SELECT passenger_count,
year(pickup_datetime) trip_year,
round(trip_distance),
count(*) trips
FROM trips_orc_snappy_presto
GROUP BY passenger_count,
year(pickup_datetime),
round(trip_distance)
ORDER BY trip_year,
trips desc;
These four queries were run on the ZStandard-compressed, ORC-formatted dataset.
The following completed in 4.21 seconds.
SELECT cab_type,
count(*)
FROM trips_orc_zstd_presto
GROUP BY cab_type;
The following completed in 5.97 seconds.
SELECT passenger_count,
avg(total_amount)
FROM trips_orc_zstd_presto
GROUP BY passenger_count;
The following completed in 7.3 seconds.
SELECT passenger_count,
year(pickup_datetime),
count(*)
FROM trips_orc_zstd_presto
GROUP BY passenger_count,
year(pickup_datetime);
The following completed in 11.68 seconds.
SELECT passenger_count,
year(pickup_datetime) trip_year,
round(trip_distance),
count(*) trips
FROM trips_orc_zstd_presto
GROUP BY passenger_count,
year(pickup_datetime),
round(trip_distance)
ORDER BY trip_year,
trips desc;
Thoughts on the Results
Hive being twice as fast as Spark at converting CSVs to ORC files took me by surprise as Spark has a younger code base. That being said, Presto being 1.5x faster as Hive was another shocker. I'm hoping in publishing this post that the community are made more aware of these performance differences and we can find improvements in future releases of all three packages.
Hive being a central store of catalogue data for so many tools in the Hadoop ecosystem cannot be ignored and I expect I will continue to use it for a long time to come. Where I'm put into an awkward position is in recommending that converting CSVs into ORCs should be done in Presto for significant time savings but querying that data afterwards is quicker in Spark. There really is no one tool that rules them all.
ZStandard offers a lot in terms of disk space savings while not impacting query performance significantly. To take the raw data and make it 1.5x smaller while not impacting conversion time is fantastic. When Hadoop 3's Erasure Coding is mixed into the equation it'll bring space requirements down by 2/3rds on HDFS. Being able to buy a petabyte of storage capacity and storing three times as much data on it is huge.

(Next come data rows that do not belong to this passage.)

PR #1080, opened 2018-03-29
improve test_get_first_if for other systems

### LINKED ISSUE #1046: unit test failure
The unit test "test_get_first_if()" in test_default makes an assumption about the network configuration of the system on which the unit test is being run:

self.assertTrue(ifname.startswith('eth'))

Thus this unit test necessarily fails on systems that use a bridge or systems that use predictable network interface names.

boumenot:
The test case makes an assumption about the user's network configuration that
is not always valid.  Rather than assume, the code has been changed to mock out
these dependencies.

Closes #1046

### DIFF
--- a/azurelinuxagent/common/osutil/default.py
+++ b/azurelinuxagent/common/osutil/default.py
@@ -674,6 +674,7 @@ class DefaultOSUtil(object):
                              socket.IPPROTO_UDP)
         param = struct.pack('256s', (ifname[:15]+('\0'*241)).encode('latin-1'))
         info = fcntl.ioctl(sock.fileno(), IOCTL_SIOCGIFHWADDR, param)
+        sock.close()
         return ''.join(['%02X' % textutil.str_to_ord(char) for char in info[18:24]])
 
     @staticmethod
@@ -698,13 +699,16 @@ class DefaultOSUtil(object):
 
         buff = array.array('B', b'\0' * array_size)
         param = struct.pack('iL', array_size, buff.buffer_info()[0])
+
         sock = socket.socket(socket.AF_INET, socket.SOCK_DGRAM, socket.IPPROTO_UDP)
         ret = fcntl.ioctl(sock.fileno(), IOCTL_SIOCGIFCONF, param)
         retsize = (struct.unpack('iL', ret)[0])
+        sock.close()
+
         if retsize == array_size:
             logger.warn(('SIOCGIFCONF returned more than {0} up '
                          'network interfaces.'), expected)
-        sock = None
+
         ifconf_buff = buff.tostring()
 
         ifaces = {}
@@ -820,6 +824,7 @@ class DefaultOSUtil(object):
         if not self.disable_route_warning:
             logger.info('interface [{0}] has flags [{1}], '
                         'is loopback [{2}]'.format(ifname, flags, isloopback))
+        s.close()
         return isloopback
 
     def get_dhcp_lease_endpoint(self):
--- a/tests/common/osutil/test_default.py
+++ b/tests/common/osutil/test_default.py
@@ -18,15 +18,18 @@
 import socket
 import glob
 import mock
+import traceback
 
 import azurelinuxagent.common.osutil.default as osutil
 import azurelinuxagent.common.utils.shellutil as shellutil
 from azurelinuxagent.common.exception import OSUtilError
 from azurelinuxagent.common.future import ustr
 from azurelinuxagent.common.osutil import get_osutil
-from azurelinuxagent.common.utils import fileutil
-from azurelinuxagent.common.utils.flexible_version import FlexibleVersion
 from tests.tools import *
+
+
+def fake_is_loopback(_, iface):
+    return iface.startswith('lo')
 
 
 class TestOSUtil(AgentTestCase):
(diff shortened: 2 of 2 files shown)


azurelinuxagent/common/osutil/default.py
```diff
@@ -682,23 +682,13 @@ def get_first_if(self):
 
         # for 64bit the size is 40 bytes
         # for 32bit the size is 32 bytes
-        python_arc = platform.architecture()[0]
-        struct_size = 32 if python_arc == '32bit' else 40
+        python_arch = platform.architecture()[0]
+        struct_size = 32 if python_arch == '32bit' else 40
 
-        sock = socket.socket(socket.AF_INET,
```
boumenot: It was easier to move this block of code into it's own method, and mock out that method than it was to mock out every low level call in this method.

azurelinuxagent/common/osutil/default.py
```diff
@@ -713,6 +703,34 @@ def get_first_if(self):
 
         return iface.decode('latin-1'), socket.inet_ntoa(sock[i+20:i+24])
 
+    def _get_interface_list_as_string(self, num_devices, struct_size):
```
boumenot: This is an odd method.  I could have made it return a list of interfaces and IP addresses, but that's not really what the original code did.  I ended up keeping it as a "string" and left it to the caller to decode. I am open to suggestions.

azurelinuxagent/common/osutil/default.py
```diff
@@ -682,23 +682,13 @@ def get_first_if(self):
...
-            logger.warn(('SIOCGIFCONF returned more than {0} up '
-                         'network interfaces.'), expected)
-        sock = buff.tostring()
-        primary = bytearray(self.get_primary_interface(), encoding='utf-8')
+        sock = self._get_interface_list_as_string(expected, struct_size)
+
+        primary_intf = self.get_primary_interface()
+        primary = bytearray(primary_intf, encoding='utf-8')
         for i in range(0, struct_size * expected, struct_size):
             iface=sock[i:i+16].split(b'\0', 1)[0]
```
jasonzio: I would feel a little better if you defined an IFNAMSIZ constant instead of hardcoding that 16.

azurelinuxagent/common/osutil/default.py
jasonzio: I'd be happier if you returned a dictionary of interface names mapped the remainder of the string. The Linux struct ifreq is also a weird thing, since aside from the interface name, the rest is a union of possible representations for the interface information, and you have to know what kind of interface it is before you can correctly decode it. It's a sockaddr, and it's probably an IPv4 sockaddr, but that may change in the future, and there's no way to tell.

tests/common/osutil/test_default.py
```diff
@@ -88,14 +88,22 @@ def test_mount_dvd_failure(self, _):
                         self.assertTrue(msg in ustr(ose))
                         self.assertTrue(patch_run.call_count == 6)
 
-    def test_get_first_if(self):
+    @patch('azurelinuxagent.common.osutil.default.DefaultOSUtil.get_primary_interface', return_value='eth0')
+    @patch('azurelinuxagent.common.osutil.default.DefaultOSUtil._get_interface_list_as_string',
+           return_value=b'eth0\x00\x00\x00\x00\x00\x00\x00\x00\x00\x00\x00\x00\x02\x00\x00\x00\xac\x11\xba9\x00\x00\x00\x00\x00')
```
jasonzio: I question the \xba9 value in this b'' string. Everything else is either an ordinary character or a two-digit hex value (8 bits); this one 16-bit hex value (without leading zero) makes it hard to check the string. (I know \xc1\x11 are the first two octets of the IPv4 address, but I can't _see_ the last two octets as individual octets.)

uiri: It looks like it is just a typo that should be `\xba\x39`

azurelinuxagent/common/osutil/default.py
boumenot: I inherited this code, which makes me a little leery of change.  I was going to go the dictionary route, but I have little confidence in the consequences of those decisions.  If you have confidence, I am happy to take yours.

  1. If I return a dictionary of interface to IP address is there a case where collision will happen?
  1. If I return a dictionary of interface to IP address is there a case where inet_ntoa will throw?

The code is a little odd because the for loop's variable is used outside the scope of the for loop.  Only when the loop is exhausted is the IP address captured.  It wasn't clear if there was intent behind this *oddity* or not.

I feel that my research into converting CSVs into ORC files is just getting started. Beyond fundamental architectural differences between these three pieces of software I suspect stock settings on EMR could be improved to provide faster conversion times. This isn't something I can prove at this point in time and this will be a subject of further research.
Spark did receive support for ZStandard in 2.3.0 so I suspect it's nothing more than a configuration change to add support into Spark on EMR. I'm going to keep an eye on future releases of AWS EMR to see if this is added to the stock settings.